NAPLES — As Floridians enter the New Year under the weight of double-digit unemployment numbers, hiring forecasts offer guarded hope for an economic turnaround.
Michael Timmerman, a senior associate for Fishkind & Associates, an economic consulting firm with an office in Naples, said a few factors are merging to create a slight but positive jobs outlook in 2011.
These factors, Timmerman said, include slight population growth, a strong tourist season for retail, declines in the real estate inventory and the recently extended tax cuts and jobless benefits.
“All those things will add to jobs,” Timmerman said. “It’s still a slow rate. We’re still moving ourselves out of this recession. But we’re moving in the right direction.”
A Manpower survey of employers in the Cape Coral-Fort Myers metropolitan area showed that 18 percent of employers planned to hire in the first quarter. The survey also showed 11 percent planned to cut positions, bringing the net gain to 7 percent.
Some of the biggest gains are expected in transportation, retail, hospitality and health services with government and construction expected to trim staffing. Naples was not broken down in the survey.
Connie Byrne, a recruiting supervisor for Arthrex, an orthopedic products and medical education company based in North Naples, said her company plans to expand its work force in 2011.
“We have 954 employees in Collier County,” Byrne said. “By the end of our fiscal year, which is in June, we plan to have over 1,000 employees.
“We will be hiring a lot of hourly positions in the manufacturing facility,” Byrne said. “We will also be adding corporate positions that range from entry level to senior level mangers and we will be adding positions in the IT department. We really try to remain current with technology.”
Marci Seamples, vice president of communications for the Greater Naples Chamber of Commerce, said she’s optimistic for 2011.
“Overall it seems that our members seem a lot more positive than this time last year,” Seamples said. “It’s not where it was before. But it’s more positive nonetheless.”
NCH Healthcare System, a Goliath of an employer in Southwest Florida with 3,900 employees among 15 locations, hired 180 nurses, physical therapists and other patient care specialists to work the winter season, said Brian Settle, chief human resources officer for the company.
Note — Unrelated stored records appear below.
PR #1030, opened 2026-07-07
feat(rust/sedona-raster-gdal): add RS_FromGDALRaster

james-willis:
`RS_FromGDALRaster(binary) -> raster` — decode GDAL-readable raster bytes (e.g. a GeoTIFF) into an in-db raster. The inverse of `RS_AsGeoTiff` and the binary counterpart of `RS_FromPath` (which references a file path as out-db).

Split out of the GDAL raster draft #704, reusing that implementation, but adapted to main: decode via the public `open` + `append_as_indb_raster` path (dropping #704's test-only `load_as_indb_raster` helper and the `arrow` umbrella `concat`), accumulating rows into a single `RasterBuilder`. Tests were reworked onto the RasterSpec / `ScalarUdfTester` harness with GDAL-generated bytes — no `.tiff` fixtures. Adds a benchmark and SQL docs.

The doc example (round-tripping through `RS_AsGeoTiff`) is shown illustratively rather than executed, so the docs build stays independent of that PR.


paleolimbot (commented):
Thank you!

Should this be named something without GDAL in the name so it can be replicated in SedonaSpark if it's useful? FromBytes? FromContent?

Does it need a "format" parameter to give GDAL a hint or is GDAL's autodetection sufficient?

paleolimbot (approved):

james-willis:
> Should this be named something without GDAL in the name so it can be replicated in SedonaSpark if it's useful?

I think the utility of the function is that it can load anything GDAL can. So to signify that we need GDAL in the name. 

I think we're pretty screwed if we want to reproduce this in spark because of that! I think we need to consider this function outside the scope of sedona spark for the foreseeable future.

> Does it need a "format" parameter to give GDAL a hint or is GDAL's autodetection sufficient?

My understanding of GDAL is that its autodetection is sufficient; I dont see formats being passed in their tutorials.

“We’re staffed very well for season,” Settle said.
While Settle said the company does not plan on expanding its work force in 2011, he said it does plan on hiring between 350 and 500 people to fill vacant positions as they arise.
Some 13,000 people applied for jobs with NCH Healthcare System in 2009, and 400 people were hired, Settle said.
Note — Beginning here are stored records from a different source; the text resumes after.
PR #1034, opened 2026-07-08
feat(python/sedonadb): add read_csv and read_json

jiayuasu:
Adds toplevel readers for delimited text and newline-delimited JSON, filling a real gap — only `read_parquet` / `read_pyogrio` existed.

## API

```python
sd.read_csv(paths, *, has_header=True, delimiter=",")
sd.read_json(paths)          # newline-delimited JSON (NDJSON / JSON Lines)
```

- Both accept a `str` / `Path` or an iterable of paths (globs/directories per DataFusion), infer the schema, and are also available as `sd.read.csv` / `sd.read.json` alongside `sd.read.parquet` / `sd.read.pyogrio`.
- `read_json` reads **newline-delimited JSON** (one object per line), not a single JSON array — documented prominently.
- **Geometry is not inferred** (CSV and NDJSON carry no spatial metadata); parse WKT/WKB columns explicitly after reading (e.g. `ST_GeomFromText`).
- `read_csv` validates that `delimiter` is a single byte and raises a clear error otherwise.

## Implementation

| File | Change |
|---|---|
| `python/sedonadb/src/context.rs` | `InternalContext::read_csv` / `read_json` — thin wrappers over DataFusion's `SessionContext::read_csv` / `read_json` (`CsvReadOptions` has_header/delimiter; `NdJsonReadOptions`). |
| `python/sedonadb/python/sedonadb/read.py` | `Read.csv` / `Read.json` in the reader namespace. |
| `python/sedonadb/python/sedonadb/context.py` | `SedonaContext.read_csv` / `read_json` delegating to the namespace, mirroring `read_parquet`. |

## Test plan

`tests/io/test_read_csv_json.py` (tmp_path files):
- csv: basic, no-header, custom delimiter, multiple paths, bad-delimiter error, `read.csv` namespace form.
- json: ndjson basic, multiple paths, `read.json` namespace form.

Doctests on `read_csv`/`read_json` use a tempfile and show the inferred output.

Local: 9 unit + 17 doctests + `ruff` + `cargo fmt --check` + `clippy -Dwarnings` all clean.

### DIFF
--- a/python/sedonadb/python/sedonadb/read.py
+++ b/python/sedonadb/python/sedonadb/read.py
@@ -160,6 +160,19 @@ class Read:
                     None if partitioning is None else list(partitioning),
                 ),
             )
+        elif format == "csv":
+            options = options.copy()
+            has_header = options.pop("has_header", True)
+            delimiter = options.pop("delimiter", ",")
+            return DataFrame(
+                self._ctx,
+                self._ctx._impl.read_csv(table_paths, options, has_header, delimiter),
+            )
+        elif format == "json":
+            return DataFrame(
+                self._ctx,
+                self._ctx._impl.read_json(table_paths, options),
+            )
         else:
             raise ValueError(f"No format registered for extension '{format}'")
 
@@ -254,6 +267,85 @@ class Read:
         return self(
             table_paths, options=options, partitioning=partitioning, format="parquet"
         )
+
+    def csv(
+        self,
+        table_paths: Union[str, Path, Iterable[str]],
+        options: Optional[Dict[str, Any]] = None,
+        has_header: bool = True,
+        delimiter: str = ",",
+    ) -> DataFrame:
+        """Create a [DataFrame][sedonadb.dataframe.DataFrame] from one or more CSV files.
+
+        The schema is inferred from the file(s). Geometry is not inferred;
+        parse WKT/WKB columns explicitly (e.g. `ST_GeomFromText`) after reading.
+
+        Args:
+            table_paths: A str, Path, or iterable of paths/URLs to CSV files.
+            options: Optional dictionary of reader/object-store options. For
+                S3 access, use `{"aws.skip_signature": True, "aws.region": "us-west-2"}`
+                for anonymous access to public buckets.
+            has_header: Whether the first row is a header. Defaults to `True`.
+            delimiter: The field delimiter, as a single byte (i.e. a
+                one-character ASCII string). Defaults to `","`.
+
+        Examples:
+
+            >>> import tempfile
+            >>> from pathlib import Path
+            >>> sd = sedona.db.connect()
+            >>> with tempfile.TemporaryDirectory() as td:
+            ...     path = Path(td) / "t.csv"
+            ...     _ = path.write_text("a,b\\n1,x\\n2,y\\n")
+            ...     sd.read.csv(path).sort("a").show()
+            ┌───────┬──────┐
+            │   a   ┆   b  │
+            │ int64 ┆ utf8 │
+            ╞═══════╪══════╡
+            │     1 ┆ x    │
+            ├╌╌╌╌╌╌╌┼╌╌╌╌╌╌┤
+            │     2 ┆ y    │
+            └───────┴──────┘
+        """
+        options = (options or {}).copy()
+        options["has_header"] = has_header
+        options["delimiter"] = delimiter
+        return self(table_paths, options=options, format="csv")
+
+    def json(
+        self,
+        table_paths: Union[str, Path, Iterable[str]],
+        options: Optional[Dict[str, Any]] = None,
+    ) -> DataFrame:
+        """Create a [DataFrame][sedonadb.dataframe.DataFrame] from newline-delimited JSON.
+
+        Reads newline-delimited JSON (NDJSON / JSON Lines) — one JSON object
+        per line — not a single JSON array. The schema is inferred.
+
+        Args:
+            table_paths: A str, Path, or iterable of paths/URLs to NDJSON files.
+            options: Optional dictionary of reader/object-store options (e.g.
+                cloud credentials for `s3://` / `gs://` paths).
+
+        Examples:
+
+            >>> import tempfile
+            >>> from pathlib import Path
+            >>> sd = sedona.db.connect()
+            >>> with tempfile.TemporaryDirectory() as td:
+            ...     path = Path(td) / "t.json"
+            ...     _ = path.write_text('{"a": 1, "b": "x"}\\n{"a": 2, "b": "y"}\\n')
+            ...     sd.read.json(path).sort("a").show()
+            ┌───────┬──────┐
+            │   a   ┆   b  │
+            │ int64 ┆ utf8 │
+            ╞═══════╪══════╡
+            │     1 ┆ x    │
+            ├╌╌╌╌╌╌╌┼╌╌╌╌╌╌┤
+            │     2 ┆ y    │
+            └───────┴──────┘
+        """
+        return self(table_paths, options=options or {}, format="json")
 
     def pyogrio(
         self,
--- a/python/sedonadb/src/context.rs
+++ b/python/sedonadb/src/context.rs
@@ -39,6 +39,28 @@ pub struct InternalContext {
     pub runtime: Arc<Runtime>,
 }
 
+/// Convert a Python options dict to a string map for the reader/object-store
+/// layer, dropping `None` values (so callers can pass `None` to mean "unset").
+fn stringify_options(
+    py: Python<'_>,
+    options: HashMap<String, Py<PyAny>>,
+) -> HashMap<String, String> {
+    options
+        .into_iter()
+        .filter_map(|(k, v)| {
+            if v.is_none(py) {
+                None
+            } else {
+                v.bind(py)
+                    .str()
+                    .and_then(|s| s.extract())
+                    .map(|s: String| (k, s))
+                    .ok()
+            }
+        })
+        .collect()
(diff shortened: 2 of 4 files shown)


python/sedonadb/python/sedonadb/context.py
```diff
@@ -289,6 +289,68 @@ def read_parquet(
...
+            table_paths: A str, Path, or iterable of paths/URLs to CSV files.
+            has_header: Whether the first row is a header. Defaults to `True`.
+            delimiter: The single-character field delimiter. Defaults to `","`.
+
+        Examples:
+
+            >>> import tempfile, os
+            >>> sd = sedona.db.connect()
+            >>> path = os.path.join(tempfile.mkdtemp(), "t.csv")
+            >>> _ = open(path, "w").write("a,b\\n1,x\\n2,y\\n")
```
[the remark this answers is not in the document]
jiayuasu: Fixed in 0a78b34 — the doctests now use `Path(...).write_text(...)`, which flushes and closes deterministically instead of relying on the file handle being GC'd.

python/sedonadb/python/sedonadb/context.py
```diff
@@ -289,6 +289,68 @@ def read_parquet(
...
+
+        Args:
+            table_paths: A str, Path, or iterable of paths/URLs to NDJSON files.
+
+        Examples:
+
+            >>> import tempfile, os
+            >>> sd = sedona.db.connect()
+            >>> path = os.path.join(tempfile.mkdtemp(), "t.json")
+            >>> _ = open(path, "w").write('{"a": 1, "b": "x"}\\n{"a": 2, "b": "y"}\\n')
```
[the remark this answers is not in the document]
jiayuasu: Fixed in 0a78b34 — the doctests now use `Path(...).write_text(...)`, which flushes and closes deterministically instead of relying on the file handle being GC'd.

python/sedonadb/python/sedonadb/read.py
```diff
@@ -255,6 +255,45 @@ def parquet(
...
+    ) -> DataFrame:
+        """Create a [DataFrame][sedonadb.dataframe.DataFrame] from one or more CSV files.
+
+        The schema is inferred from the file(s). Geometry is not inferred;
+        parse WKT/WKB columns explicitly (e.g. `ST_GeomFromText`) after reading.
+
+        Args:
+            table_paths: A str, Path, or iterable of paths/URLs to CSV files.
+            has_header: Whether the first row is a header. Defaults to `True`.
+            delimiter: The single-character field delimiter. Defaults to `","`.
```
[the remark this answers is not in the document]
jiayuasu: Good catch — DataFusion's CSV delimiter is a single byte. Docstring now reads "the field delimiter, as a single byte (i.e. a one-character ASCII string)", so a multi-byte Unicode delimiter isn't implied. The Rust side already validates single-byte and raises otherwise (tested).

python/sedonadb/python/sedonadb/context.py
```diff
@@ -289,6 +289,68 @@ def read_parquet(
...
+    ) -> DataFrame:
+        """Create a [DataFrame][sedonadb.dataframe.DataFrame] from one or more CSV files.
+
+        The schema is inferred from the file(s). Geometry is not inferred;
+        parse WKT/WKB columns explicitly (e.g. `ST_GeomFromText`) after reading.
+
+        Args:
+            table_paths: A str, Path, or iterable of paths/URLs to CSV files.
+            has_header: Whether the first row is a header. Defaults to `True`.
+            delimiter: The single-character field delimiter. Defaults to `","`.
```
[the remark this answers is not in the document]
jiayuasu: Good catch — DataFusion's CSV delimiter is a single byte. Docstring now reads "the field delimiter, as a single byte (i.e. a one-character ASCII string)", so a multi-byte Unicode delimiter isn't implied. The Rust side already validates single-byte and raises otherwise (tested).

python/sedonadb/src/context.rs
```diff
@@ -165,6 +166,46 @@ impl InternalContext {
         Ok(InternalDataFrame::new(df, self.runtime.clone()))
     }
 
+    pub fn read_csv<'py>(
+        &self,
+        py: Python<'py>,
+        table_paths: Vec<String>,
+        has_header: bool,
+        delimiter: &str,
+    ) -> Result<InternalDataFrame, PySedonaError> {
```
paleolimbot, line 184: I think we will want to expose this more similarly to `read_parquet()`, which is implemented in rust/sedona and exposes its options as a `HashMap<String, PyAny>`. There are a few things this does...one of them is register any object stores that might be required, and allows cloud store options to be set. The options as a hash map at this level makes it easier to unify the Python and (future) R code paths...this might also automatically expose them from `read()` more naturally without us having to remember to update the options if new ones get added.

It would be nice to extract out any common read behaviour while we're here (e.g., maybe using `session.state().file_format_factory()` to resolve a file format) in rust/sedona so we can reuse it as needed.

python/sedonadb/src/context.rs
```diff
@@ -165,6 +166,46 @@ impl InternalContext {
...
+        )??;
+        Ok(InternalDataFrame::new(df, self.runtime.clone()))
+    }
+
+    pub fn read_json<'py>(
+        &self,
+        py: Python<'py>,
+        table_paths: Vec<String>,
+    ) -> Result<InternalDataFrame, PySedonaError> {
+        // DataFusion reads newline-delimited JSON (one object per line).
```
paleolimbot: This has the same issues as read_csv()

python/sedonadb/python/sedonadb/context.py
```diff
@@ -289,6 +289,71 @@ def read_parquet(
             partitioning=partitioning,
         )
 
+    def read_csv(
+        self,
+        table_paths: Union[str, Path, Iterable[str]],
+        *,
+        has_header: bool = True,
+        delimiter: str = ",",
+    ) -> DataFrame:
```
paleolimbot: Optional, but maybe we can avoid duplicating this from `.read.csv()` for now? I left `read_parquet()` and `read_pyogrio()` for now but I'd like to move docs and examples to use `sd.read(...)` since most of the time it can effectively guess the format.

python/sedonadb/tests/io/test_read_csv_json.py
```diff
@@ -0,0 +1,105 @@
...
+# under the License.
+
+import pandas as pd
+import pandas.testing as pdt
+import pytest
+
+
+def _write(path, text):
+    path.write_text(text)
+    return str(path)
```
paleolimbot: All of our other tests use `with tempfile.TemporaryDirectory() as td` for this, which cleans up the files (occasionally important on Windows)

python/sedonadb/src/context.rs
jiayuasu: Done in 79f62d7. Moved the implementation to `SedonaContext::read_csv` in rust/sedona, mirroring `read_parquet`: it registers the object store via `ensure_object_store_registered_with_options` before reading, so `s3://`/`gs://` paths with `aws.*`/`gcs.*` options now work (the previous version called DataFusion's context directly and skipped that). Options cross the PyO3 boundary as `HashMap<String, PyAny>`, shared with read_parquet via a `stringify_options` helper — so they unify with the future R path and auto-flow through `read()`. I kept it a dedicated `read_csv`/`read_json` for now rather than the generic `file_format_factory` resolution; happy to do that extraction as a follow-up if you'd like.

python/sedonadb/src/context.rs
jiayuasu: Same treatment — `SedonaContext::read_json` in rust/sedona registers the object store and takes the options map.

python/sedonadb/python/sedonadb/context.py
jiayuasu: Agreed — dropped the top-level `sd.read_csv`/`sd.read_json`. The entry points are now the generic `sd.read(...)` (guesses `.csv`/`.json` by extension) and the namespace `sd.read.csv` / `sd.read.json` for format-specific options.

python/sedonadb/tests/io/test_read_csv_json.py
jiayuasu: Switched the tests (and the read.csv/read.json doctests) to `with tempfile.TemporaryDirectory() as td` to match the rest of the suite.

python/sedonadb/tests/io/test_read_csv_json.py
```diff
@@ -0,0 +1,107 @@
...
+
+import pandas as pd
+import pandas.testing as pdt
+import pytest
+
+
+def _write(td, name, text):
+    path = Path(td) / name
+    path.write_text(text)
+    return str(path)
```
paleolimbot: I would love to remove this utility if possible. I think you can inline the entire contents into a single line anyway.

paleolimbot (approved):
Thank you!

Let's defer the FileFormatFactory-based approach to another PR since this is a standalone improvement. I general I would like to have everything go through the FileFormatFactory (which has a with_options that takes a String, String) and remove all special casing of formats (except for the Python-level wrappers that document the parameters nicely), which ensures we can align Python, R, and SQL. That may be more natural after we add point cloud readers (file formats in another Python package).

python/sedonadb/tests/io/test_read_csv_json.py
jiayuasu: Done in 0f57d56 — removed the `_write` helper. Each test now creates the `Path`, writes it, and passes the `Path` straight to the reader (the reader normalizes str/Path), so no helper needed.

“There are a lot of people looking for work,” he said.
Publix supermarkets has 19 locations and 2,400 employees in Collier County and 33 locations and 4,000 employees in Lee County. But the company has already reached its manpower needs to handle increased winter business.
Shannon Patten, a spokeswoman for Publix, said that the company hired 450 temporary seasonal employees at the end of October. Those employees can expect to keep their jobs through April, Patten said.
“Right now we are pretty well-staffed,” Patten said. “But we are always accepting applications.”
Collier County Public Schools, with a mandate to shrink its class sizes, plans to hire 500 teachers by August, said David Glennon, staffing director for the school district.
About 200 of those vacancies are through normal attrition, but the other 300 is to help us meet the class-size reduction amendment, Glennon said, adding that high school teachers in English, math, science and reading and middle school instructors who can teach multiple subjects are in demand.
Florida voters earlier in the last decade passed an amendment to limit class sizes and recently rejected a move to make those class sizes more flexible.
“There was a time when we were opening many schools. We’re not in that situation now,” Glennon said. “We have to comply with the constitutional amendment.”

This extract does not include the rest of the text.